Stored data:
----

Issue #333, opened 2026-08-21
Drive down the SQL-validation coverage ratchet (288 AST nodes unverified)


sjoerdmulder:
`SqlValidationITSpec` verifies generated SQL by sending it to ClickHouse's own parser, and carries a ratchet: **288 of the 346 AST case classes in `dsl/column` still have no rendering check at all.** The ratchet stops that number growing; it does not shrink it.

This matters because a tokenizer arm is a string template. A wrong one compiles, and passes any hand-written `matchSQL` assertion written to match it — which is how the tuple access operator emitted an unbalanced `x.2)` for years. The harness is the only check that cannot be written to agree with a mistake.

----

- _Exercise requirements_
Please copy out every entry exactly, with nothing omitted.

- _Worked solution_
Issue #333, opened 2026-08-21
Drive down the SQL-validation coverage ratchet (288 AST nodes unverified)


sjoerdmulder:
`SqlValidationITSpec` verifies generated SQL by sending it to ClickHouse's own parser, and carries a ratchet: **288 of the 346 AST case classes in `dsl/column` still have no rendering check at all.** The ratchet stops that number growing; it does not shrink it.

This matters because a tokenizer arm is a string template. A wrong one compiles, and passes any hand-written `matchSQL` assertion written to match it — which is how the tuple access operator emitted an unbalanced `x.2)` for years. The harness is the only check that cannot be written to agree with a mistake.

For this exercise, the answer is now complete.